どこかの誰か、夢のように曖昧な意識が考える。
自分にとっては記憶など大した意味は無い、輝ける理由も感じられない。
記憶は、つまりは思い出ということになるのだろうか。
そんなものは所詮脳の、神経と水分の他に何の魅力もない器官の、内部に蓄積される電気信号の一つ。
ただそれだけのこと。
自分はそう思っていた。
思っているはずなのに。自分は考えている、どうして今になって、こんな時にこうも記憶が鮮明に思い出されているのだろうか。
原因は明確に、なにか答えらしき物体が身近にあった様な気がする。
だが自分はそれを思い出すことができない。
何故なら自分の意識は他の思い出、かつての記憶に基づいた映像作品にすっかり集中力を奪われていて。
他の事を考えられそうにない。

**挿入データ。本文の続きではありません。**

PR #426, opened 2020-02-16
Check extended CPU features only when necessary as querying flags fail on some AMD CPUs.

shravanrn:
Some AMD CPUs fail on querying CPUID extended flags. See https://bugzilla.mozilla.org/show_bug.cgi?id=1615786. Performing this check only when actually required, allows wasm modules that don't rely on extended features to be run.

### DIFF
--- a/lucet-runtime/lucet-runtime-internals/src/module/dl.rs
+++ b/lucet-runtime/lucet-runtime-internals/src/module/dl.rs
@@ -48,24 +48,28 @@ fn check_feature_support(module_features: &ModuleFeatures) -> Result<(), Error> 
         return Err(missing_feature("POPCNT"));
     }
 
-    let info = cpuid.get_extended_feature_info().ok_or_else(|| {
-        Error::Unsupported("Unable to obtain host CPU extended feature info!".to_string())
-    })?;
+    if module_features.bmi1 || module_features.bmi2 {
+        let info = cpuid.get_extended_feature_info().ok_or_else(|| {
+            Error::Unsupported("Unable to obtain host CPU extended feature info!".to_string())
+        })?;
 
-    if module_features.bmi1 && !info.has_bmi1() {
-        return Err(missing_feature("BMI1"));
+        if module_features.bmi1 && !info.has_bmi1() {
+            return Err(missing_feature("BMI1"));
+        }
+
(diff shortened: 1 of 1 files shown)


lucet-runtime/lucet-runtime-internals/src/module/dl.rs
```diff
@@ -48,24 +48,28 @@ fn check_feature_support(module_features: &ModuleFeatures) -> Result<(), Error>
         return Err(missing_feature("POPCNT"));
     }
 
-    let info = cpuid.get_extended_feature_info().ok_or_else(|| {
-        Error::Unsupported("Unable to obtain host CPU extended feature info!".to_string())
-    })?;
+    if module_features.bmi1 || module_features.bmi2 {
```
pchickey:
```suggestion
   // Some AMD CPUs fail on querying CPUID extended flags. See https://bugzilla.mozilla.org/show_bug.cgi?id=1615786. 
    if module_features.bmi1 || module_features.bmi2 {
```

lucet-runtime/lucet-runtime-internals/src/module/dl.rs
```diff
@@ -48,24 +48,28 @@ fn check_feature_support(module_features: &ModuleFeatures) -> Result<(), Error>
...
-        return Err(missing_feature("BMI2"));
+        if module_features.bmi2 && !info.has_bmi2() {
+            return Err(missing_feature("BMI2"));
+        }
     }
 
-    let info = cpuid.get_extended_function_info().ok_or_else(|| {
-        Error::Unsupported("Unable to obtain host CPU extended function info!".to_string())
-    })?;
+    if module_features.lzcnt {
```
pchickey:
```suggestion
    // Same situation - see above
    if module_features.lzcnt {
```

pchickey:
I messed up the review thing - looks good, if you can approve adding those suggested comments we'll get it merged.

考えている場合ではないと、体の奥底にある欲求らしきものがずっと訴えかけている。
自分が色々と考えている間にも、目の前の光景は時間の流れと等しい平等性を発揮して。
ああああ、ああああ、ああああ、ああああ、ああああ、ああああ、ああああ、ああああ、ああああ、
自分は言葉を発していたような気がする。
だがそれは正体を得ない、およそ人間らしくない、獣の唸り声に等しい音でしかない。
はたして自分はその部屋の中にいたのだろうか?
あの広くない、かと言って狭苦しいとも言い切れないほどの。中途半端なスペースしかない、あの白い実験室。
はたして自分はそこにいるのだろうか。不意に誰かに確認したくなって、自分は誰かに話しかけようと。

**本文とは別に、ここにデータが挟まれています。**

PR #4, opened 2021-11-17
Draft STPA for stack protection

reiterative:


reiterative:
@coppermanME Thanks for the input, Elana! Sorry that I forgot to include a link to this PR - please can you add your comments here instead of in the files?

coppermanME:
[EC] Why only stack overflow issues?
[EC] Why only data protection?  Code may also be corrupted by stack overflow.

した瞬間に、ああ、あああ、ああああ。誰かの悲鳴が聞こえてきた。
女の悲鳴、それは間違いない。
自分はそう考えている、何故そう思ったか?
自分はその声の正体を知っていたからだ。
自分が瞬きをしている、はたしてその主観が自身によるものなのか。
あるいは他の誰か、誰とはつまり誰なのかもわからない、自分とは関係の無い存在の視点なのか。
自分にはわからなかった。
仮に分かったとしても、その時の自分にとってそれは大した意味を持たない。
目を開いている、おぼろげな視界。
そこでは実験が繰り広げられていた。
大人がひとり、背中の大きさや髪の短さで自分はそれを男であると判断する。
「回路が上手く繋がない、………次のパターンを試してみよう」
大人の男は悩んでいた。
どこか苛ついているように、自身の目の前におきている事象に対して忌々しさを。
男は濃い青味がかかった毛髪をガリガリと掻きむしりながら、手に持っているノートに鉛筆で何かを書き込んでいる。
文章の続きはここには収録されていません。